[Task]
Please write out word for word the opening lines of the material, including the line with "-And, a final" as the last.

[Given data]
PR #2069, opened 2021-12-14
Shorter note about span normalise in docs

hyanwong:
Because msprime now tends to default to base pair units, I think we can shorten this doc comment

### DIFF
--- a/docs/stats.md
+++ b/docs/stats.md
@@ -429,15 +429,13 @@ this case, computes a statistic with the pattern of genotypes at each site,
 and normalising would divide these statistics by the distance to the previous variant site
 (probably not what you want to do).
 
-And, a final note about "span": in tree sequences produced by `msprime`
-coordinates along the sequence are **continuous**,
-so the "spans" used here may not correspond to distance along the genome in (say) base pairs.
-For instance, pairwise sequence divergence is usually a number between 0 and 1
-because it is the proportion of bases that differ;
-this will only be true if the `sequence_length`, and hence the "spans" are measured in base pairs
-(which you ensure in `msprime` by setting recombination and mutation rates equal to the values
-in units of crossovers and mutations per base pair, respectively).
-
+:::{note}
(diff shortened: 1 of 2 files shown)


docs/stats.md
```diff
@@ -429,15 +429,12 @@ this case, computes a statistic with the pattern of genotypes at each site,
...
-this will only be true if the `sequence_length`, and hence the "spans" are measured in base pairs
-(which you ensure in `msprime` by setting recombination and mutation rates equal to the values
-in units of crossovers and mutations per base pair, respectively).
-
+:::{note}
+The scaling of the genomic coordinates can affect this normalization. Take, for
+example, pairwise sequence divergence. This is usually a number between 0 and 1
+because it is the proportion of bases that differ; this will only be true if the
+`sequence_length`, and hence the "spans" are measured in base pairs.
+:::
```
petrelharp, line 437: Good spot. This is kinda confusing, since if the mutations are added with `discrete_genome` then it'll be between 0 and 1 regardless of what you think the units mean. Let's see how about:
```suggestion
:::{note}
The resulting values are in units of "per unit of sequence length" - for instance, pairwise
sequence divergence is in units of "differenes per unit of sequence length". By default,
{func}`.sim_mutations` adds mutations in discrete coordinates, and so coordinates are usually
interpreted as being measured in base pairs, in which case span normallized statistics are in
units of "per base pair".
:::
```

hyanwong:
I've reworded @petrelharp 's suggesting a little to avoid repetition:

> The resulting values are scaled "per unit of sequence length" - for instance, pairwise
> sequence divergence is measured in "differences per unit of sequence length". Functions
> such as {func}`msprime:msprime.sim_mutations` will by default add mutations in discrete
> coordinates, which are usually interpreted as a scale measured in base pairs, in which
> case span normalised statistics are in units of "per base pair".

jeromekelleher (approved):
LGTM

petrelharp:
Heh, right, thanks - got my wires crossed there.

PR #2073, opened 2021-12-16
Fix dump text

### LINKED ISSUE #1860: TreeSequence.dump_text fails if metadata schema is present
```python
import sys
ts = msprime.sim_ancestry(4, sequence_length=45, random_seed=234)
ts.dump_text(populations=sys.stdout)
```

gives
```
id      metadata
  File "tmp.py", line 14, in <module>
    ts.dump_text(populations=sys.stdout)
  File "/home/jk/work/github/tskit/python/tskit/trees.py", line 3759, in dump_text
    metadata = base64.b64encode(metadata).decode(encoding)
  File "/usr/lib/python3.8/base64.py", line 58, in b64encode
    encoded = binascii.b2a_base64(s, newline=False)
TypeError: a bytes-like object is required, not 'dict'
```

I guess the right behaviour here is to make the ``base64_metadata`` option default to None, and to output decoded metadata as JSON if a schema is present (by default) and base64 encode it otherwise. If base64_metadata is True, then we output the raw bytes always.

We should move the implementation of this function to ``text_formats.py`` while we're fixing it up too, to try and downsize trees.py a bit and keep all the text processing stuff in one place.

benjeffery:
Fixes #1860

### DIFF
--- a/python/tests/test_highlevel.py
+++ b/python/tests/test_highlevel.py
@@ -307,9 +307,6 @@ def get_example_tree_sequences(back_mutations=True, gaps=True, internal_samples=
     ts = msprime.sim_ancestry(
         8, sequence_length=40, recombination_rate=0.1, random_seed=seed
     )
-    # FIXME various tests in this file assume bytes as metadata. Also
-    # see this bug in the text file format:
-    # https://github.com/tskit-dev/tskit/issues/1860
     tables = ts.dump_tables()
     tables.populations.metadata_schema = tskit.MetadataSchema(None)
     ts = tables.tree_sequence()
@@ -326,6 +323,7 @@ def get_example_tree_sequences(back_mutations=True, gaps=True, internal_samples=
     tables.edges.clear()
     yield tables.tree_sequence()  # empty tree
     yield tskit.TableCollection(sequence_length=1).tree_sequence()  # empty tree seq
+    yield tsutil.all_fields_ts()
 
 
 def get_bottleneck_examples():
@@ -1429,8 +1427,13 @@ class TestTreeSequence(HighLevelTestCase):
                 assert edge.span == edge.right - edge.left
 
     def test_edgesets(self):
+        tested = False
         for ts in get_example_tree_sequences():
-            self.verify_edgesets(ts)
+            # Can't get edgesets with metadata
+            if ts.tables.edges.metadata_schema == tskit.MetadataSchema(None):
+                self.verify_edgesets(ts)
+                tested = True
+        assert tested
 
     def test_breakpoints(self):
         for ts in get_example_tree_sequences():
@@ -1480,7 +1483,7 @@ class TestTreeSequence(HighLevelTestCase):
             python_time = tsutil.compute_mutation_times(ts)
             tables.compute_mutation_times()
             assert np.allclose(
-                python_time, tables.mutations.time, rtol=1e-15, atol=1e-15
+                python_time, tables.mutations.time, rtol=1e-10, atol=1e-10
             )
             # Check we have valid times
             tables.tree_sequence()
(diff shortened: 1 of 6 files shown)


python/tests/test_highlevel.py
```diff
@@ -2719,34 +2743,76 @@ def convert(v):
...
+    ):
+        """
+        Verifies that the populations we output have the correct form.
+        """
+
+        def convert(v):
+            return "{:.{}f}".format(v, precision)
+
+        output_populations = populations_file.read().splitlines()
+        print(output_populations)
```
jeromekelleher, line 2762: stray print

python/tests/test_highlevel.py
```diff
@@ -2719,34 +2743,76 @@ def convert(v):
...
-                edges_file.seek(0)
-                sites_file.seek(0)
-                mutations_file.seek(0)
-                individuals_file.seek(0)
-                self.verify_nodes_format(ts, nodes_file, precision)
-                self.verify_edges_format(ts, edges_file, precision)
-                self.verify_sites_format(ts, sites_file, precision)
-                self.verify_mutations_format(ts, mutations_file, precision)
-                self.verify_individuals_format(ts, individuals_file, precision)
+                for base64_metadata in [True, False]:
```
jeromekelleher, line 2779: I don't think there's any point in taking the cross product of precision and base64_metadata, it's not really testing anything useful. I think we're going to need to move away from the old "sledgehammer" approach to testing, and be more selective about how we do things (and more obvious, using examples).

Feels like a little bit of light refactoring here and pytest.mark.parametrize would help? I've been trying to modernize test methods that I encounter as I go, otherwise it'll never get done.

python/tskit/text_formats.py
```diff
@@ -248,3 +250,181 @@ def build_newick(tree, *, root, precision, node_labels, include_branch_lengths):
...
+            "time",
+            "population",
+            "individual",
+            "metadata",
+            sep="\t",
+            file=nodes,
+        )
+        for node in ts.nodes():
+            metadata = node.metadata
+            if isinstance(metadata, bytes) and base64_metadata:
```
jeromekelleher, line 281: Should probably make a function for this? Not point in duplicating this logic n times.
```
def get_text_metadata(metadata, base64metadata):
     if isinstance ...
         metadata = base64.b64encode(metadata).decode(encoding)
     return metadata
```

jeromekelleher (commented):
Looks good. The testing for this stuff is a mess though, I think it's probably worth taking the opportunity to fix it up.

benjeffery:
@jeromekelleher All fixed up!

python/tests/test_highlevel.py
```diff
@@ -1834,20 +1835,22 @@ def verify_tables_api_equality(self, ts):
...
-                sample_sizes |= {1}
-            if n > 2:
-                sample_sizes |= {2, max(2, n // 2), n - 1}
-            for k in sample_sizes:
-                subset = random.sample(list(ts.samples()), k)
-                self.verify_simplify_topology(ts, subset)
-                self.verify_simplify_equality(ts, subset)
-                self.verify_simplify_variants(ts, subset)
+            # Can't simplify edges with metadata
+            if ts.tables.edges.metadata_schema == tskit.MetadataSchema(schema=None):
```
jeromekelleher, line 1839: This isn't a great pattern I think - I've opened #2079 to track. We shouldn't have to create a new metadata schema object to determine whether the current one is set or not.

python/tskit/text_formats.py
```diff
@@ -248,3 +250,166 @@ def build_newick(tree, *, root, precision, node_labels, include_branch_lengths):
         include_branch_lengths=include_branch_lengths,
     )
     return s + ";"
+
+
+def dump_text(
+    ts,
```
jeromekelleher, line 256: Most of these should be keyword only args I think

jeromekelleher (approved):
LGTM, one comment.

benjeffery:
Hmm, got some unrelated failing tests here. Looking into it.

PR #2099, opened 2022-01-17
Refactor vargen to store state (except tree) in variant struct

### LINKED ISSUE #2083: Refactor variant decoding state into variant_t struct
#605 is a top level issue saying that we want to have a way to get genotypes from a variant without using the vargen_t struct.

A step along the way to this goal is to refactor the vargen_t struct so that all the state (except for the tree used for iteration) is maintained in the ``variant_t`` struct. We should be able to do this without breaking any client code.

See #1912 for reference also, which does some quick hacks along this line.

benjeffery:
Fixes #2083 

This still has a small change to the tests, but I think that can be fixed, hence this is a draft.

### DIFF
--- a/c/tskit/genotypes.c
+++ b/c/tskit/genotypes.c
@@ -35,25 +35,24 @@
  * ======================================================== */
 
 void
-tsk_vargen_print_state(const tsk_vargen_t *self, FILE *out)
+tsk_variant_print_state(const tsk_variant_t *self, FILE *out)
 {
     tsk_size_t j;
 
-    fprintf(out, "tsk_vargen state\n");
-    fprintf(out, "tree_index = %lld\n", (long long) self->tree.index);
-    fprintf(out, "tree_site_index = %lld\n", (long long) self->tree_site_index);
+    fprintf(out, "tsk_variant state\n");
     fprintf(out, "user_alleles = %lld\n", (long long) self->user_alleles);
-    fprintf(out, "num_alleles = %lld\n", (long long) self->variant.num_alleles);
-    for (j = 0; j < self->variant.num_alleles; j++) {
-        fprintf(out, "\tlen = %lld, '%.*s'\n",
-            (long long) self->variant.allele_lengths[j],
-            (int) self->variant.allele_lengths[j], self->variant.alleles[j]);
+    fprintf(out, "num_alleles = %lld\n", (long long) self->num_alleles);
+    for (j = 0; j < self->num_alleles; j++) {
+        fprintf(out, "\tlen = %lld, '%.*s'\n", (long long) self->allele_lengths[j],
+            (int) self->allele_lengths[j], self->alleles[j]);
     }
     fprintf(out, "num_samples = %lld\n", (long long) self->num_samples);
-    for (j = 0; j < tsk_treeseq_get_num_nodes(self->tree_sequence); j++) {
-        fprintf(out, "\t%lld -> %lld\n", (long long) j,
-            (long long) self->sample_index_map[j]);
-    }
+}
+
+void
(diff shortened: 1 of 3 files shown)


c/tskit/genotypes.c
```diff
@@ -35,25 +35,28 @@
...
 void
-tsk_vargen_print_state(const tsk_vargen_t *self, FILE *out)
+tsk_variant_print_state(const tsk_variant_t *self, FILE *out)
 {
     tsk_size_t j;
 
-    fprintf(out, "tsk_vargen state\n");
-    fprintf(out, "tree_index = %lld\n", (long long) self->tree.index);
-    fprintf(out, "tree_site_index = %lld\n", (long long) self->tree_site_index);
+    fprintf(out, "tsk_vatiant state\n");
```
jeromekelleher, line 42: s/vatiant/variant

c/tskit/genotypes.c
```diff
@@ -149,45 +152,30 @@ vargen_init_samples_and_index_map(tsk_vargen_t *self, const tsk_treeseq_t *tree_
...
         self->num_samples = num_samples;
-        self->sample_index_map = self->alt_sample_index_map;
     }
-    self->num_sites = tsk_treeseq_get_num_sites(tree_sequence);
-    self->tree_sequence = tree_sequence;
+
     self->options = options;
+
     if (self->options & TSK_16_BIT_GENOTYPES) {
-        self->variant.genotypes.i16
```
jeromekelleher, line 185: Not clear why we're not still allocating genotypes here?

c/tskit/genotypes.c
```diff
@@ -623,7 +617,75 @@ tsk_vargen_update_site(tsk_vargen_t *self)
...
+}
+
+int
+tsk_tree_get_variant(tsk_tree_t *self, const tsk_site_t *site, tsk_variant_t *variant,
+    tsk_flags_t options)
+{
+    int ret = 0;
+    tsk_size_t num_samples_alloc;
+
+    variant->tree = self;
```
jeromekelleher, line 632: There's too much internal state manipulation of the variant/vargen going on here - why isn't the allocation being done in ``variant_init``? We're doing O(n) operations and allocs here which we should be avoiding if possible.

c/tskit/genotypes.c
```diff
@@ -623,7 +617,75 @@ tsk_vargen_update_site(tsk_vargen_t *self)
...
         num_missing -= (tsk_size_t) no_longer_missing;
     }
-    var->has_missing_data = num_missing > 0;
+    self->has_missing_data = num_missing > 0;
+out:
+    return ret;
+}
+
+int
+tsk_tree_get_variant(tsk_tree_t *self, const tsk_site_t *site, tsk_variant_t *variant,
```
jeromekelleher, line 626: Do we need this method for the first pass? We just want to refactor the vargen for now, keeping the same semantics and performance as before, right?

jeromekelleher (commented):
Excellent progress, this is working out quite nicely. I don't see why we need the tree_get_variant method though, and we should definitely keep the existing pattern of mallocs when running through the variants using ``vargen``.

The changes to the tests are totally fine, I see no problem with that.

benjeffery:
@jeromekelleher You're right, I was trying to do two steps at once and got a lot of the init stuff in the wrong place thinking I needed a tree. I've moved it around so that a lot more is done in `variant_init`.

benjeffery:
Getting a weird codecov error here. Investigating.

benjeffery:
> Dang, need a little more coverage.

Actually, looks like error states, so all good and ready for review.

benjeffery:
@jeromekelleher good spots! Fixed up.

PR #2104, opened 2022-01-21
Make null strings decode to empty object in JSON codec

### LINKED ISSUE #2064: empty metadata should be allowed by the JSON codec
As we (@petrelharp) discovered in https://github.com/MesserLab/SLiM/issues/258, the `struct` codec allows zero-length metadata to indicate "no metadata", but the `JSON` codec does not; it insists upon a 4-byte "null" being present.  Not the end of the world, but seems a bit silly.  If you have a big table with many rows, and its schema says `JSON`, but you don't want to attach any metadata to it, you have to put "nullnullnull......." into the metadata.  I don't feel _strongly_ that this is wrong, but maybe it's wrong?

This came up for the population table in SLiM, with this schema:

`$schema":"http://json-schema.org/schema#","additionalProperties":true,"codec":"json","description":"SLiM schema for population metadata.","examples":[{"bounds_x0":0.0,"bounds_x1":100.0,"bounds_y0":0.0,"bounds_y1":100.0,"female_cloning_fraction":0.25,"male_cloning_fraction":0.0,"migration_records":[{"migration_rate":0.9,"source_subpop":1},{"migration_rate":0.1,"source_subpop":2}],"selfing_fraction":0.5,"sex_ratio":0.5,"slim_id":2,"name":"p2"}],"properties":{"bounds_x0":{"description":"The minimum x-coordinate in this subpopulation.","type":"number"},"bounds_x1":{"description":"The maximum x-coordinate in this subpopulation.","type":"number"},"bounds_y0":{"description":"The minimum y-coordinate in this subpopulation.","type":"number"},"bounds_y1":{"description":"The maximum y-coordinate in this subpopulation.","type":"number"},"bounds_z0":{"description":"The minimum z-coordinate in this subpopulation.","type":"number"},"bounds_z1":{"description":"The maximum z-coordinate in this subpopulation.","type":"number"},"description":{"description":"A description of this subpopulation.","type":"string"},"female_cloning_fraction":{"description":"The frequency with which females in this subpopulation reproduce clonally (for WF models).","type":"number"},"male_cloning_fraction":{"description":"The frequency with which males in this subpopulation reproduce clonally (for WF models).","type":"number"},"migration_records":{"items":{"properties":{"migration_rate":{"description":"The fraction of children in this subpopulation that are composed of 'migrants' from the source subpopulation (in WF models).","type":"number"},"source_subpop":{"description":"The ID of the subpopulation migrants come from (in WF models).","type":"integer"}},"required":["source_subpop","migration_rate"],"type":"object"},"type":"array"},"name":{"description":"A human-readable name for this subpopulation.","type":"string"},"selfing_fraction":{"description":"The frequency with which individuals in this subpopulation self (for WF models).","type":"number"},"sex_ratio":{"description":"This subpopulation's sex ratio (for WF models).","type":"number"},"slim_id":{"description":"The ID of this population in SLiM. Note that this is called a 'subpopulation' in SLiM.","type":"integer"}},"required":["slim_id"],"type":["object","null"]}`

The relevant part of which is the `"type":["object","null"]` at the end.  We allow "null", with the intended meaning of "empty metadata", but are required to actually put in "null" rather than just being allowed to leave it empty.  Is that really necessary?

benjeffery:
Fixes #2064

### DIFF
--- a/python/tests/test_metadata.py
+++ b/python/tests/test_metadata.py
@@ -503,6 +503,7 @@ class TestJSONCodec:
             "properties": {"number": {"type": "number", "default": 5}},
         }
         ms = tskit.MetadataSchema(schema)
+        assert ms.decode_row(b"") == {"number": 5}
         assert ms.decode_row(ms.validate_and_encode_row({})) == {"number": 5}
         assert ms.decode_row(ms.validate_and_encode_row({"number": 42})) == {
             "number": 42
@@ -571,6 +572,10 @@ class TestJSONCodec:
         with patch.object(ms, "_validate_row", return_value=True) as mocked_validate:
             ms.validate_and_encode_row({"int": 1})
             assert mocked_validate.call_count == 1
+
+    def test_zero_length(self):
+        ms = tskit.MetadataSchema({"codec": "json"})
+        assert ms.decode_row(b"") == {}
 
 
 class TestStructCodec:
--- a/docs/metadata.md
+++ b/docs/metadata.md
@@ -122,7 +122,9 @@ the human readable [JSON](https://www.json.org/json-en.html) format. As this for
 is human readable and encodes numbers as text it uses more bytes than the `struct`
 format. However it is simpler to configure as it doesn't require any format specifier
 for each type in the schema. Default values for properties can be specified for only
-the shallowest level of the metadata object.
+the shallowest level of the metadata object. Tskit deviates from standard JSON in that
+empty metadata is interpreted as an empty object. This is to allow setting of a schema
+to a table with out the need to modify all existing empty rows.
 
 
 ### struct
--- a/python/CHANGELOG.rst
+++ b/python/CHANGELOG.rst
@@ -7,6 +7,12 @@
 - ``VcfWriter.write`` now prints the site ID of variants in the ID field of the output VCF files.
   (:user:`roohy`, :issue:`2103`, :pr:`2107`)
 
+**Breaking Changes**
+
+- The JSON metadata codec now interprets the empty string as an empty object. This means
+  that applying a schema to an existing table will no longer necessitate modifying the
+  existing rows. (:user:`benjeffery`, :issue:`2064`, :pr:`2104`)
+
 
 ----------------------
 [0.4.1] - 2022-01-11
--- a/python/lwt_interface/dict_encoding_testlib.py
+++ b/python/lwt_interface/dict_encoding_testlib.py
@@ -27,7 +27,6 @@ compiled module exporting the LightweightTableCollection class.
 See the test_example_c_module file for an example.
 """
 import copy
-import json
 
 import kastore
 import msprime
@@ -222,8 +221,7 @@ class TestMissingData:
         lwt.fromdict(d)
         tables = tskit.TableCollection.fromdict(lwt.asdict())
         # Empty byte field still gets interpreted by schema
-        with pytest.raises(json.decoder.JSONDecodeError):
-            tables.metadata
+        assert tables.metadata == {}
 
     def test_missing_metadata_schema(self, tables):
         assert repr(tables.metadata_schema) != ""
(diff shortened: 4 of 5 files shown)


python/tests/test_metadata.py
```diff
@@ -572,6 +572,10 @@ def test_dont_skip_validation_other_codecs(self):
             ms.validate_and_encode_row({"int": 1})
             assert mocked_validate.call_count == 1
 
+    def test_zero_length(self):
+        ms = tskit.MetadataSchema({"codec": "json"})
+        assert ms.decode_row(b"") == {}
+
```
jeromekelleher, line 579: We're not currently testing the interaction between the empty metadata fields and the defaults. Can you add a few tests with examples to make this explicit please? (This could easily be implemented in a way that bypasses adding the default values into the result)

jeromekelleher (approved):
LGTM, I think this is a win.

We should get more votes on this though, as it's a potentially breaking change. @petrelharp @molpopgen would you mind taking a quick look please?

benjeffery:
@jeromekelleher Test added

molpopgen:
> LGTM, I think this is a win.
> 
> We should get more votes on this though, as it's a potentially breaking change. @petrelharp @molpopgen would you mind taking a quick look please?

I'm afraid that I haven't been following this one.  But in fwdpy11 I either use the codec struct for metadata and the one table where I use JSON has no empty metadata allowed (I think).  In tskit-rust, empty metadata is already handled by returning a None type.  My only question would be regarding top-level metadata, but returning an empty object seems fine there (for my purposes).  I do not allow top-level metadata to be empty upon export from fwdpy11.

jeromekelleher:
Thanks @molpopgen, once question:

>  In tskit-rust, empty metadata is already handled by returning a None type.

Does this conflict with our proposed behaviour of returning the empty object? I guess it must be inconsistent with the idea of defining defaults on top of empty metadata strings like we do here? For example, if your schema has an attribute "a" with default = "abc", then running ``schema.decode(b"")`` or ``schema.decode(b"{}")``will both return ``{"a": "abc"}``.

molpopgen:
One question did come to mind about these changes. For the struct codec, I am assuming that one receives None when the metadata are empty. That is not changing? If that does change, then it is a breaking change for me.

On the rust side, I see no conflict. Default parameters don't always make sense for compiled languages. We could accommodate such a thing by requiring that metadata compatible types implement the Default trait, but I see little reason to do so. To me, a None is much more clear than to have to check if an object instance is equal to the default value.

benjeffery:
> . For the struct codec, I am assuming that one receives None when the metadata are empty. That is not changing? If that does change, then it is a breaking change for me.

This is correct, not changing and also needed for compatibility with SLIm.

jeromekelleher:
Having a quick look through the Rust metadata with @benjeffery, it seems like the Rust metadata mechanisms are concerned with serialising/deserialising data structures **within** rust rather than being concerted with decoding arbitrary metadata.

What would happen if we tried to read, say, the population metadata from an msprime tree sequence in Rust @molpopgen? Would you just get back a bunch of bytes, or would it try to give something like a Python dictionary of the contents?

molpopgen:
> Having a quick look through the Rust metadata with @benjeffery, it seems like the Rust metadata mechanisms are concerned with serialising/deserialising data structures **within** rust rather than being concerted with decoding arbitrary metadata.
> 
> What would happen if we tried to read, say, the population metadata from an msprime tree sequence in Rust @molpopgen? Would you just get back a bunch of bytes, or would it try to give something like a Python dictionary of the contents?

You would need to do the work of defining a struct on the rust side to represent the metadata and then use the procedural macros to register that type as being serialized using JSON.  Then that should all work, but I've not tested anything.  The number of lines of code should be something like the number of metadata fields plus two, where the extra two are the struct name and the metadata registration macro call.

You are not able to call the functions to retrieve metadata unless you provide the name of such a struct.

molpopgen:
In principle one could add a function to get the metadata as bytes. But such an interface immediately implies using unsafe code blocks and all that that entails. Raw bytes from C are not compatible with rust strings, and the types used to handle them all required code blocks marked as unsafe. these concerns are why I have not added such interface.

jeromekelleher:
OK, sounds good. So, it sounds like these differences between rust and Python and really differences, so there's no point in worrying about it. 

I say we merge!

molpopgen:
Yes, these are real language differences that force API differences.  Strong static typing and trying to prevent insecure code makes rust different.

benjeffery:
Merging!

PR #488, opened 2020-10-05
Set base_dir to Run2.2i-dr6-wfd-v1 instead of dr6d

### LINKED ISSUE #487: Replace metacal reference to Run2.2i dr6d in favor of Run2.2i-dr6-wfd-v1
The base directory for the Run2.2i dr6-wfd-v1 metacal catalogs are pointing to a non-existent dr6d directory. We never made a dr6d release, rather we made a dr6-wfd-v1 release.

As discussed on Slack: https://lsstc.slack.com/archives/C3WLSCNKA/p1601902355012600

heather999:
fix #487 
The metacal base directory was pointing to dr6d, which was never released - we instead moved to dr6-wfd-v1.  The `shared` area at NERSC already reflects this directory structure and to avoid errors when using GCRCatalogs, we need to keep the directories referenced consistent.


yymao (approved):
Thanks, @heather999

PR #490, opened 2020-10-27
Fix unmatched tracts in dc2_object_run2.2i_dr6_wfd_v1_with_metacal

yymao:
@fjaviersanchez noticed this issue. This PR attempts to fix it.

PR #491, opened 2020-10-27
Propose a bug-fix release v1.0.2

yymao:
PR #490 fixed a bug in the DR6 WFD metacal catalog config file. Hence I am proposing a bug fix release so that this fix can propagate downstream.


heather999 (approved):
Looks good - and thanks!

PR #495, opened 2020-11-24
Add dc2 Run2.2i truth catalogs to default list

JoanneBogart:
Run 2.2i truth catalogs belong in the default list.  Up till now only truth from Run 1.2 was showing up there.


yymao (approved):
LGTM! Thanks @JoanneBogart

[Task solution]
PR #2069, opened 2021-12-14
Shorter note about span normalise in docs

hyanwong:
Because msprime now tends to default to base pair units, I think we can shorten this doc comment

### DIFF
--- a/docs/stats.md
+++ b/docs/stats.md
@@ -429,15 +429,13 @@ this case, computes a statistic with the pattern of genotypes at each site,
 and normalising would divide these statistics by the distance to the previous variant site
 (probably not what you want to do).
 
-And, a final note about "span": in tree sequences produced by `msprime`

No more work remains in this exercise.